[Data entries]
PR #491, opened 2023-07-19
feat!: added `edition` in mssql, mysql, postgresql, safer_sql and `data_cache_config` to mysql and safer_sql modules

ibhaskar2:
b/291924307


modules/mysql/variables.tf
```diff
@@ -161,6 +167,14 @@ variable "user_labels" {
   description = "The key/value labels for the master instances."
 }
 
+variable "data_cache_config" {
```
imrannayer, line 170: Since there is only one value can you just change it to string variable:

```
variable "data_cache_enabled" {
  description = "Whether data cache is enabled for the instance. Defaults to false. Feature is only available for ENTERPRISE_PLUS tier and supported database_versions"
  type        = bool
  default     = false
}
```

modules/mysql/main.tf
```diff
@@ -94,6 +95,12 @@ resource "google_sql_database_instance" "default" {
         record_client_address   = lookup(insights_config.value, "record_client_address", false)
       }
     }
+    dynamic "data_cache_config" {
```
imrannayer, line 98: @ibhaskar2 plz make following change otherwise tests will fail. This value is immutable only for ENTERPRISE_PLUS tier and when setting value to true. Otherwise it will keep updating the value. 

```
    dynamic "data_cache_config" {
      for_each = var.edition == "ENTERPRISE_PLUS" && var.data_cache_enabled ? ["cache_enabled"] : []
      content {
        data_cache_enabled = var.data_cache_enabled
      }
    }
```

imrannayer:
@ibhaskar2 you need to change min provider version to [4.74](https://github.com/hashicorp/terraform-provider-google/blob/main/CHANGELOG.md#4740-july-18-2023) as these features were part of the release.

modules/mysql/variables.tf
ibhaskar2: Done

modules/mysql/read_replica.tf
```diff
@@ -37,6 +37,7 @@ resource "google_sql_database_instance" "replicas" {
 
   settings {
     tier                        = lookup(each.value, "tier", var.tier)
+    edition                     = lookup(each.value, "edition", var.edition)
```
isaurabhuttam, line 40: is `data_cache_config` applicable to mysql read replica also?

ibhaskar2: Yes, verified it with mysql team and manually via creating replica with data cache on.

isaurabhuttam: so, we are adding the data_cache_config here also right?

ibhaskar2: yes

ibhaskar2:
@imrannayer can you review it and merge it?

imrannayer:
@bharathkkb can you plz review?

g-awmalik (approved):
LGTM.

g-awmalik:
@isaurabhuttam - since this is a breaking change can you please add an upgrade doc like [this](https://github.com/terraform-google-modules/terraform-google-sql-db/blob/master/docs/upgrading_to_sql_db_11.0.0.md). This should be pretty simple i.e. explaining customers to update version constraints, if they have any for TPG.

### What you will do
What's needed is an exact copy of every entry.

### Exercise solution
PR #491, opened 2023-07-19
feat!: added `edition` in mssql, mysql, postgresql, safer_sql and `data_cache_config` to mysql and safer_sql modules

ibhaskar2:
b/291924307


modules/mysql/variables.tf
```diff
@@ -161,6 +167,14 @@ variable "user_labels" {
   description = "The key/value labels for the master instances."
 }
 
+variable "data_cache_config" {
```
imrannayer, line 170: Since there is only one value can you just change it to string variable:

```
variable "data_cache_enabled" {
  description = "Whether data cache is enabled for the instance. Defaults to false. Feature is only available for ENTERPRISE_PLUS tier and supported database_versions"
  type        = bool
  default     = false
}
```

modules/mysql/main.tf
```diff
@@ -94,6 +95,12 @@ resource "google_sql_database_instance" "default" {
         record_client_address   = lookup(insights_config.value, "record_client_address", false)
       }
     }
+    dynamic "data_cache_config" {
```
imrannayer, line 98: @ibhaskar2 plz make following change otherwise tests will fail. This value is immutable only for ENTERPRISE_PLUS tier and when setting value to true. Otherwise it will keep updating the value. 

```
    dynamic "data_cache_config" {
      for_each = var.edition == "ENTERPRISE_PLUS" && var.data_cache_enabled ? ["cache_enabled"] : []
      content {
        data_cache_enabled = var.data_cache_enabled
      }
    }
```

imrannayer:
@ibhaskar2 you need to change min provider version to [4.74](https://github.com/hashicorp/terraform-provider-google/blob/main/CHANGELOG.md#4740-july-18-2023) as these features were part of the release.

modules/mysql/variables.tf
ibhaskar2: Done

modules/mysql/read_replica.tf
```diff
@@ -37,6 +37,7 @@ resource "google_sql_database_instance" "replicas" {
 
   settings {
     tier                        = lookup(each.value, "tier", var.tier)
+    edition                     = lookup(each.value, "edition", var.edition)
```
isaurabhuttam, line 40: is `data_cache_config` applicable to mysql read replica also?

ibhaskar2: Yes, verified it with mysql team and manually via creating replica with data cache on.

isaurabhuttam: so, we are adding the data_cache_config here also right?

ibhaskar2: yes

ibhaskar2:
@imrannayer can you review it and merge it?

imrannayer:
@bharathkkb can you plz review?

g-awmalik (approved):
LGTM.

g-awmalik:
@isaurabhuttam - since this is a breaking change can you please add an upgrade doc like [this](https://github.com/terraform-google-modules/terraform-google-sql-db/blob/master/docs/upgrading_to_sql_db_11.0.0.md). This should be pretty simple i.e. explaining customers to update version constraints, if they have any for TPG.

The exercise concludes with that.